# de de dee me and these Damn Burton Cartels



## Boat Shredder (Nov 2, 2010)

So I originally ordered some Union Force SL bindings off the internet. Turns out that the bindings were too large so I returned them for a smaller pair. In the process, the clerk over the phone recommended the 2011 Burton cartel bindings. He convinced me to get them instead because they are 50 dollars cheaper, a lot lighter and more responsive. I couldn't help but agree with him and chose to get the Cartel bindings with a 50 dollar refund... YAY was my original thought.

Today, these Cartels came in the mail and the first thing I said was WTF.... These things are 100 percent plastic. Sliding my finger over the heel cup scratched them and I was uber bummed out that these fucking things were plastic. Also, the foam on the base and highback seem like they are made of the shittiest foam out there. The foam feels like its going to rub off after 10 days of riding. 

Does anyone have some good news to tell me about the Cartels and why they are plastic? Any experienced users of the Cartels have some good feedback for me? I am tempted to fork out 50 more dollars again and get the Unions but I honestly don't know what to do right now. Help me out por favor

Sincerely,

Boat Shredder


----------



## Qball (Jun 22, 2010)

I thought Cartels cost more than forces? Are you sure you got the Cartels and not the customs or something?


----------



## Boat Shredder (Nov 2, 2010)

Burton Cartels are 230

Union Force SL's are 280

I ordered the Force SL, not the regular Force.


----------



## Nivek (Jan 24, 2008)

All Burtons are all plastic. Same as K2 and Flux. Its not a bad thing. But Honestly I think the SL's are a better binding than the Cartels. I don't know why he said they were lighter, they shouldn't be. The foam is the same, EVA, but the Unions may be a "higher" quality EVA. You also have to take into consideration the stock forward lean of Burton. 
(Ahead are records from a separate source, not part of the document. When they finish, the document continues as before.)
Issue #2263, opened 2018-05-11
Date Picker don't mark form as dirty


williangd:
**Select one ...**  (check one with "x")
```
[x ] bug
[ ] feature request
[ ] enhancement
```

### Expected behavior
When you select a date in the date picker, the form is marked as dirty.

### Actual behavior
When you select a date in the date picker, the form is not marked as dirty.

### Reproduction of behavior
Click the date picker icon to open the component and select a date.
The form is marked as dirty only when typing the date with the keyboard
https://stackblitz.com/edit/clarity-light-theme-v11-6quune

### Environment details

* **Angular version:** 5.2.1

* **Clarity version:** 0.11.16

* **OS and version:**

* **Browser:** [all | Chrome XX | Firefox XX | IE XX | Safari XX | Mobile Chrome XX | Android X.X Web Browser | iOS XX Safari | iOS XX UIWebView | iOS XX WKWebView ]

adityarb88:
@williangd: Thanks for reporting this issue. We will take a look and get back to you.

gnomeontherun:
Yup, that should do it. Same with `markAsTouched()`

I would say as far as performance, if you're going to be jibbing a fair amount the Cartels will be painfully annoying. If you're doing mostly freeriding, both will give you good performance but the Cartels might do a fair bit better.


----------



## Puggy (Oct 7, 2010)

I unno man reading some reviews on the web a lot of reviews about the baseplate snapping. I just bought Exiles and those are Metal so I don't know what to tell ya big wheel.


----------



## Nivek (Jan 24, 2008)

Puggy said:


> I unno man reading some reviews on the web a lot of reviews about the baseplate snapping. I just bought Exiles and those are Metal so I don't know what to tell ya big wheel.


Whats Metal about them?

Reviews of SL's or Cartels snapping?


----------



## Boat Shredder (Nov 2, 2010)

The Cartels are without a doubt lighter. I am worries the EVA injected foam will rub into my pants. My last burton bindings did that and they destroyed my pants with black smears. I don't want that. 
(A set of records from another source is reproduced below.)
PR #2291, opened 2018-05-17
[UI, NG] Select Option Component

adityarb88:
PR Scope:

1. Create `clr-option` component.
2. Style `clr-option` component.
3. Tests

Tested on Chrome

### DIFF
--- a/src/clr-angular/forms/select/option.spec.ts
+++ b/src/clr-angular/forms/select/option.spec.ts
@@ -1,0 +1,87 @@
+/**
+ * Copyright (c) 2016-2018 VMware, Inc. All Rights Reserved.
+ * This software is released under MIT license.
+ * The full license information can be found in LICENSE in the root directory of this project.
+ */
+
+import {Component, ElementRef} from "@angular/core";
+import {TestBed} from "@angular/core/testing";
+
+import {TestContext} from "../../data/datagrid/helpers.spec";
+import {POPOVER_HOST_ANCHOR} from "../../popover/common/popover-host-anchor.token";
+import {IfOpenService} from "../../utils/conditional/if-open.service";
+
+import {ClrOption} from "./option";
+
+@Component({
+    template: `
+        <clr-option>
+            Test
+        </clr-option>
+    `,
+    providers: [IfOpenService, {provide: POPOVER_HOST_ANCHOR, useExisting: ElementRef}]
+})
+class TestComponent {
+}
+
+@Component({
+    template: `
+        <clr-option>
+            Test
+        </clr-option>
+    `,
+    providers: [IfOpenService]
+})
+class TestComponentWithError {
+}
+
+export default function(): void {
+    describe("Select Option Component", function() {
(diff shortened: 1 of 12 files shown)


src/clr-angular/forms/select/option.ts
```diff
@@ -0,0 +1,22 @@
...
+@Component({selector: "clr-option", templateUrl: "option.html", host: {"[class.clr-option]": "true"}})
+export class ClrOption {
+    constructor(private ifOpenService: IfOpenService, @Optional() @Inject(POPOVER_HOST_ANCHOR) parentHost: ElementRef) {
+        if (!parentHost) {
+            throw new Error("clr-option should only be used inside of a clr-select");
+        }
+    }
+
+    @HostListener("click")
+    closeMenuOnClick() {
```
youdz: Can you just add a short comment saying this "close on click" behavior should _not_ be kept for multi-selects? I'm just afraid we might forget. Thanks.

src/clr-angular/forms/select/option.spec.ts
```diff
@@ -0,0 +1,60 @@
...
+class TestComponent {
+}
+
+export default function(): void {
+    describe("Select Option Component", function() {
+        let context: TestContext<ClrOption, TestComponent>;
+        let ifOpenService: IfOpenService;
+
+        beforeEach(function() {
+            context = this.create(ClrOption, TestComponent, [IfOpenService]);
```
Shijir: Do we need `IfOpenService` provided here again? I see it's provided at the component level above?

src/clr-angular/forms/select/option.ts
```diff
@@ -0,0 +1,22 @@
...
+ */
+import {Component, ElementRef, HostListener, Inject, Optional} from "@angular/core";
+import {POPOVER_HOST_ANCHOR} from "../../popover/common/popover-host-anchor.token";
+import {IfOpenService} from "../../utils/conditional/if-open.service";
+
+@Component({selector: "clr-option", templateUrl: "option.html", host: {"[class.clr-option]": "true"}})
+export class ClrOption {
+    constructor(private ifOpenService: IfOpenService, @Optional() @Inject(POPOVER_HOST_ANCHOR) parentHost: ElementRef) {
+        if (!parentHost) {
+            throw new Error("clr-option should only be used inside of a clr-select");
```
Shijir: I usually test if the expected error is being thrown or not if the `parentHost` is missing.

src/clr-angular/forms/select/option.spec.ts
adityarb88: Dont think we do. Will remove it. Thanks!

src/clr-angular/forms/select/option.ts
adityarb88: 😠. (:trollface: will test that.)

src/clr-angular/forms/select/option.ts
adityarb88: Yep. Forgot to note that.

MY BIG QUESTION THOUGH IS:

Who will pay 50 more dollars for the Force SL's? Are the Force's worth the extra money?


----------



## Nivek (Jan 24, 2008)

In my opinion, Yes. Burton forward lean is torture for me. I hate it.


----------



## BurtonAvenger (Aug 14, 2007)

Union Bindings = repackaged Drakes. You made the better choice and I highly doubt your "finger" scratched a composite Nylon/Plastic.


----------



## Nivek (Jan 24, 2008)

I like my repackaged Drakes.


----------



## Puggy (Oct 7, 2010)

I lied my Exiles are also not metal but seem sturdy, I don't believe you should have any issues with the materials snapping. The only way I could see snapping occurring is due to pressure in the base plate due to over tightening the screws...


----------



## Boat Shredder (Nov 2, 2010)

Back to the original question....

Who here would fork out an extra 50 dollars to get the unions?


----------



## J.Schaef (Sep 13, 2009)

Why would anyone limit themself to just forces or cartels? There are soo many good binders that can be had for that price.


----------



## linvillegorge (Jul 6, 2009)

Plenty of guys are hucking HUGE shit with Cartels. I don't think you'll have any problems.


----------



## Boat Shredder (Nov 2, 2010)

J.Schaef said:


> Why would anyone limit themself to just forces or cartels? There are soo many good binders that can be had for that price.


Ay man, I am up for any suggestions on good bindings. What do u have in mind?


----------



## DrnknZag (Feb 7, 2010)

I put 50+ days of hard shredding on my Cartels and the only thing I've had issues with is one of the ankle strap ratchets (bent mounting bracket from a nice wreck). Good binding IMO, I definitely enjoyed mine, but there are other options out there. Why not take a look at some Rome Targas or Ride Alphas? They're both comparable to the Cartel and Force SL.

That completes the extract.